Quite frankly a motorhome owner dumping some grey water is only one of the problems requiring addressing, but it seems the only one which has been dealt with.

I agree that this is an urban area and not really wild camping by its strictest definition.
But yet again Lothian council have treated the rights of motorhome users with scant regard.
It would have been cheaper to provide half a dozen larger spaces for motorhomes than erecting barriers.


----------



## Fisherman

POI Admin said:


> Is this sign advisory, or does it stipulate a Traffic Regulation Order or similar?



No it simply stated no overnight parking.
I know it has no legal authority.


----------



## alcam

Fisherman said:


> Sorry but I am completely at odds with this post.
> We pay road tax just the same as the locals do, and probably a lot more than most of them with cars.
> We have the same rights with regards to parking, as do forgeiners who come from all over Europe.
> Last time I was there I noticed that two of the locals had homes parked in their drives.
> 
> I was there in April and I noted twice dog walkers failing to lift their dogs mess.
> To date I have seen no signs banning dogs.
> Also I witnessed inappropriate use of the toilets and vandalism outside the toilets
> The exterior tap was being turned on and left running by the kids. Twice I had to turn the tap of.
> I witnessed loutish behaviour from youths who were shouting and swearing whilst drinking from beer cans.
> 
> Quite frankly a motorhome owner dumping some grey water is only one of the problems requiring addressing, but it seems the only one which has been dealt with.
> 
> I agree that this is an urban area and not really wild camping by its strictest definition.
> But yet again Lothian council have treated the rights of motorhome users with scant regard.
> It would have been cheaper to provide half a dozen larger spaces for motorhomes than erecting barriers.



Go there quite often never seen any emptying , of any kind .
What has been more noticeable in recent times is people parking really inconsiderately , tables and chairs out etc . If I went and there were and the only spaces available in front of flats I went elsewhere . Not so long ago the place was rammed vans even parked in the turning spaces .
We now have a height barrier in place which , I think , is mostly the fault of these selfish twats .
By product is there was a (un)healthy scattering of vans along the streets on the seafront


----------



## Canalsman

So, as ever, rather than motorhomes being offered spaces where they may be parked legitimately with the local authority exercising some control, the problem has been moved elsewhere.

It makes no sense.


----------



## Fisherman

alcam said:


> Go there quite often never seen any emptying , of any kind .
> What has been more noticeable in recent times is people parking really inconsiderately , tables and chairs out etc . If I went and there were and the only spaces available in front of flats I went elsewhere . Not so long ago the place was rammed vans even parked in the turning spaces .
> We now have a height barrier in place which , I think , is mostly the fault of these selfish twats .
> By product is there was a (un)healthy scattering of vans along the streets on the seafront



We always parked within a parking space.
But I saw a car parked in a turning space.
They could have enforced parking within marked bays.
But they have simply decided to put up barriers and now 
The vast majority of decent campers are being punished.
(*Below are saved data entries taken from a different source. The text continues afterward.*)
PR #290, opened 2020-02-18
feat: set focus and blur attributes

Confidenceman02:
Set focus and blur attributes on the Button component.

Elm modal when handling focus-lock will need these attributes on the buttons that are used in Confirmation variants.

### DIFF
--- a/packages/component-library/components/Button/Button.elm
+++ b/packages/component-library/components/Button/Button.elm
@@ -18,7 +18,9 @@ module Button.Button exposing
     , iconPosition
     , id
     , newTabAndIUnderstandTheAccessibilityImplications
+    , onBlur
     , onClick
+    , onFocus
     , primary
     , reverseColor
     , reversed
@@ -27,10 +29,10 @@ module Button.Button exposing
     )
 
 import CssModules exposing (css)
-import Elm18Compatible.Html.Events as Events exposing (defaultOptions, onWithOptions)
 import Html exposing (Html, a, button, span, text)
 import Html.Attributes
 import Html.Attributes.Aria
+import Html.Events as HtmlEvents
 import Icon.Icon as Icon
 import Icon.SvgAsset exposing (SvgAsset)
 import Json.Decode as Json
@@ -105,10 +107,12 @@ view (Config config) label =
 
         attribs =
             buttonClass
-                ++ onClickAttribs (Config config)
+                ++ onClickAttribs config
+                ++ onFocusAttribs config
+                ++ onBlurAttribs config
                 ++ automationIdAttr
                 ++ titleAttr
-                ++ buttonTypeAttribs (Config config)
+                ++ buttonTypeAttribs config
                 ++ idAttr
     in
     span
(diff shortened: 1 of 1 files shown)


packages/component-library/components/Button/Button.elm
```diff
@@ -27,10 +29,10 @@ module Button.Button exposing
     )
 
 import CssModules exposing (css)
-import Elm18Compatible.Html.Events as Events exposing (defaultOptions, onWithOptions)
```
mbylstra: This is good to get rid of. We don't have any 0.18 code any more 🎉

packages/component-library/components/Button/Button.elm
```diff
@@ -145,19 +169,26 @@ onClickAttribs (Config config) =
...
             ]
 
         Nothing ->
             []
 
 
-buttonTypeAttribs : Config msg -> List (Html.Attribute msg)
-buttonTypeAttribs (Config config) =
+buttonTypeAttribs : ConfigValue msg -> List (Html.Attribute msg)
+buttonTypeAttribs config =
```
mbylstra: Is there a reason why you switched from the opaque type to the non-opaque record? This seems inconsistent with the rest of the configuration options. Although opaque types are a bit more of a pain to work with, they make it easier to add/remove attributes later without needing a major change. This is especially important in core components like Button, which is used in 100s of places.

packages/component-library/components/Button/Button.elm
```diff
@@ -145,19 +169,26 @@ onClickAttribs (Config config) =
...
+                            , preventDefault = preventDefault
+                            }
+                        )
+                        (Json.succeed msg)
             in
-            [ onWithOptions
-                "click"
-                { defaultOptions | preventDefault = preventDefault }
-                (Json.succeed msg)
+            [ HtmlEvents.custom "click" decoder
```
mbylstra: I really appreciate this change and removing the 0.18 compatibility dependency - thanks! Could I be a pain and ask you to split this into a separate PR though? It's unrelated to setFocus and setBlur. Just in case this change causes issues, we need to be able to roll it back easily (at the very least it should be a separate commit).

It also makes it easier to categorise the change. adding `setBlur` and `setFocus` is a `feat`, but changing the implementation of `onClick` is a `fix`. It makes it easier to release changes as it's clearer what's going to change or not.

packages/component-library/components/Button/Button.elm
Confidenceman02: Its only used internally and it only uses the ConfigValue. The thing that calls it builds a `Config configValue` then the function de-structures it with `Config configValue` but on uses the configValue properties. Its not setting any value in this function. 

I updated all the attrib functions to just receive ConfigValue.

packages/component-library/components/Button/Button.elm
Confidenceman02: 👍

packages/component-library/components/Button/Button.elm
mbylstra: Oh, I see now - it's not exported. I get it now - there aren't actually any configuration options for `onBlur`, `onClick` - the function takse a `msg`. Makes sense! No issue then.

Confidenceman02: 👍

Another problem is rented vans with campers who are inexperienced 
Or simply don’t care about what they do.
We care about doing things right and being considerate, its in our best interest, some of them don’t.


----------



## alcam

POI Admin said:


> So, as ever, rather than motorhomes being offered spaces where they may be parked legitimately with the local authority exercising some control, the problem has been moved elsewhere.
> 
> It makes no sense.



Agreed it makes no sense , but only to us . Probably cheapest , quickest way of dealing with it is to install a height barrier .
Councils will see that as job done until they get complaints from another part of town .
Most councils will not see us as being part of their remit . Maybe rightly so ?
As stated before , many of the motorhomers parking there have helped to cause this .
Yes we have the same rights as everybody else but people don't like big groups of anything .
It's a nice spot but , like any good spot , if it's busy surely it's better to go elsewhere ?


----------



## Fisherman

alcam said:


> Agreed it makes no sense , but only to us . Probably cheapest , quickest way of dealing with it is to install a height barrier .
> Councils will see that as job done until they get complaints from another part of town .
> Most councils will not see us as being part of their remit . Maybe rightly so ?
> As stated before , many of the motorhomers parking there have helped to cause this .
> Yes we have the same rights as everybody else but people don't like big groups of anything .
> It's a nice spot but , like any good spot , if it's busy surely it's better to go elsewhere ?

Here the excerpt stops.